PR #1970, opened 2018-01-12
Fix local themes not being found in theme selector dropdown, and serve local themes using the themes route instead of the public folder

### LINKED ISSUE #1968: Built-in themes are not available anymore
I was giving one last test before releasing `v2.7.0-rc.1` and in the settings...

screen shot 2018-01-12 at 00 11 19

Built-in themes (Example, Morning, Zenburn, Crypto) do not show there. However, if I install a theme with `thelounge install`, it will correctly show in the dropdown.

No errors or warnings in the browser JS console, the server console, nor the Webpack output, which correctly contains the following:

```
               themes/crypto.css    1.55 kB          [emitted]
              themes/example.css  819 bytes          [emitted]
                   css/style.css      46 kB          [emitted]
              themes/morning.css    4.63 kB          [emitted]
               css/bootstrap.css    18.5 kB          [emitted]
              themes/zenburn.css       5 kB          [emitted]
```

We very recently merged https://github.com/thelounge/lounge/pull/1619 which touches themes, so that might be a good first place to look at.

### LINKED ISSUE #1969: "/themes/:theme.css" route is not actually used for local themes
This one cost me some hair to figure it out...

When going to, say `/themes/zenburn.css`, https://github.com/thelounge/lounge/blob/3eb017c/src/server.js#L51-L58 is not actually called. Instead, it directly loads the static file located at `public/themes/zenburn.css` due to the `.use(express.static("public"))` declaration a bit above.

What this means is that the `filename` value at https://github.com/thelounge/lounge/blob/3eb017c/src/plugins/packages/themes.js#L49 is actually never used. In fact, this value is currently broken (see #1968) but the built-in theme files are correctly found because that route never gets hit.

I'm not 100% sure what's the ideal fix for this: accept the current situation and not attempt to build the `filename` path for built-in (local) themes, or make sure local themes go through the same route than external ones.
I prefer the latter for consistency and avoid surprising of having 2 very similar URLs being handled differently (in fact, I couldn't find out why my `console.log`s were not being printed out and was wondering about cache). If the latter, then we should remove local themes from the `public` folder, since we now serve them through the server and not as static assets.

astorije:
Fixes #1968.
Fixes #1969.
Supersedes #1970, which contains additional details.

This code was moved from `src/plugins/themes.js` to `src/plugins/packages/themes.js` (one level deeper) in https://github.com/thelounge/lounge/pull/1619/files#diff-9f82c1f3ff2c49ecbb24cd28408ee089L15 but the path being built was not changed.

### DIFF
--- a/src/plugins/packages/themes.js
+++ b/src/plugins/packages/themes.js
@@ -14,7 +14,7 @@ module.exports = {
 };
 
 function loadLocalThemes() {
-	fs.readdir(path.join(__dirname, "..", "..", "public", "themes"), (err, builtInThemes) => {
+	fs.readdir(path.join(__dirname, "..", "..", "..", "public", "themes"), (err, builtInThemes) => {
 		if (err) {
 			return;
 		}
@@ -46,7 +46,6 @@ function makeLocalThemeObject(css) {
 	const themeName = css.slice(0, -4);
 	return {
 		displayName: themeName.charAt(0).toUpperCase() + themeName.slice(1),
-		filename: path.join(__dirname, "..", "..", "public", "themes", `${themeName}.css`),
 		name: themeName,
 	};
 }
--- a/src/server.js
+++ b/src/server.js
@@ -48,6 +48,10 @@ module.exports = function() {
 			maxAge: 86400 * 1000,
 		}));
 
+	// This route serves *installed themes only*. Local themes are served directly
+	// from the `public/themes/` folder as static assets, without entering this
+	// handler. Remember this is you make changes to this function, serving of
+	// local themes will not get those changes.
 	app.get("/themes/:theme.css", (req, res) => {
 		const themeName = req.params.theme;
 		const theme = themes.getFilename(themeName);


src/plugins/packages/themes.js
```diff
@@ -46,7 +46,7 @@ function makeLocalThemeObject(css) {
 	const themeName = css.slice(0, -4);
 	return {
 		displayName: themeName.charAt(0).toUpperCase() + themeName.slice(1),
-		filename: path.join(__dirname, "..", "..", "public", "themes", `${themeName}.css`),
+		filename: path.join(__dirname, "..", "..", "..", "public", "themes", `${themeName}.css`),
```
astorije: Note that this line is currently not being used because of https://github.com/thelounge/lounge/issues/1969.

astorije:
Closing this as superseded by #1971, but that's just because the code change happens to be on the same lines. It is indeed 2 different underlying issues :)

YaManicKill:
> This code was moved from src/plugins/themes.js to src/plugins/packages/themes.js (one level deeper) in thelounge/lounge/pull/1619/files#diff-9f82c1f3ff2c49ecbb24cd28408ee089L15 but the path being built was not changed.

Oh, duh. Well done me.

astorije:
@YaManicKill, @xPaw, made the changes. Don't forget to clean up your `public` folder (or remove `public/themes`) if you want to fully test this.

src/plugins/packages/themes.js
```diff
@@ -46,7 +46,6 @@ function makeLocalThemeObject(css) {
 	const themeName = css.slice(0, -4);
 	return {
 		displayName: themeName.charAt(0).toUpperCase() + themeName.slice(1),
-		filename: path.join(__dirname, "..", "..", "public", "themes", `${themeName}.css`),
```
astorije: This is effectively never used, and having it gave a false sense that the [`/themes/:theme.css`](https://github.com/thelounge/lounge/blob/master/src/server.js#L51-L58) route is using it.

━━━━━━

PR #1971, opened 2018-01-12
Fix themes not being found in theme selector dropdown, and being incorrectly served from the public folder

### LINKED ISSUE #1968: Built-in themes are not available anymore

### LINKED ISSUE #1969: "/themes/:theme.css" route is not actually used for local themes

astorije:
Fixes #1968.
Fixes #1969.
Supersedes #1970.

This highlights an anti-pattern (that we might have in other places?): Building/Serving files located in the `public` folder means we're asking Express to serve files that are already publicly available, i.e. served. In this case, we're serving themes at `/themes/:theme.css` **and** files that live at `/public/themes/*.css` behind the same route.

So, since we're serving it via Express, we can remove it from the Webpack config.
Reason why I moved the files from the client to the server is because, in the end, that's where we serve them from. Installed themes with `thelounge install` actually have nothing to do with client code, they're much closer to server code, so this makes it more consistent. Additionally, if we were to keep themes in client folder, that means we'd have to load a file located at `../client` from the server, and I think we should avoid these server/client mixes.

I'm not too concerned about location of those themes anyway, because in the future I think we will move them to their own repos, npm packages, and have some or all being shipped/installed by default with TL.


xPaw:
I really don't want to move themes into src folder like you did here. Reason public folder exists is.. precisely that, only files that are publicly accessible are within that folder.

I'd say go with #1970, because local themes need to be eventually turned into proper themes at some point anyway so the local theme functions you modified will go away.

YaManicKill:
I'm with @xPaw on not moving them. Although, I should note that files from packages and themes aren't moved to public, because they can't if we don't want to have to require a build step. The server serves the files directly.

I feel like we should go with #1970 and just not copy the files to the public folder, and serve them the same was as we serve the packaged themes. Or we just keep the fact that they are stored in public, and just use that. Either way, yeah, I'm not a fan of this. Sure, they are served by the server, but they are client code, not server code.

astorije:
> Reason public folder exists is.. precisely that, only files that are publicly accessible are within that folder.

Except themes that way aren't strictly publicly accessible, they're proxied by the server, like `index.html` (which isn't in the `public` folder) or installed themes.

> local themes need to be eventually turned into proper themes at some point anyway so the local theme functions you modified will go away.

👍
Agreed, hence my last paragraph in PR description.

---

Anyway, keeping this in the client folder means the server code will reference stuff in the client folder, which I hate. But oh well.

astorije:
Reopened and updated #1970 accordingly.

━━━━━━

## Your task
In the entries above, some lines hold the string "client". Copy each of them.

## Final answer
Reason why I moved the files from the client to the server is because, in the end, that's where we serve them from. Installed themes with `thelounge install` actually have nothing to do with client code, they're much closer to server code, so this makes it more consistent. Additionally, if we were to keep themes in client folder, that means we'd have to load a file located at `../client` from the server, and I think we should avoid these server/client mixes.
I feel like we should go with #1970 and just not copy the files to the public folder, and serve them the same was as we serve the packaged themes. Or we just keep the fact that they are stored in public, and just use that. Either way, yeah, I'm not a fan of this. Sure, they are served by the server, but they are client code, not server code.
Anyway, keeping this in the client folder means the server code will reference stuff in the client folder, which I hate. But oh well.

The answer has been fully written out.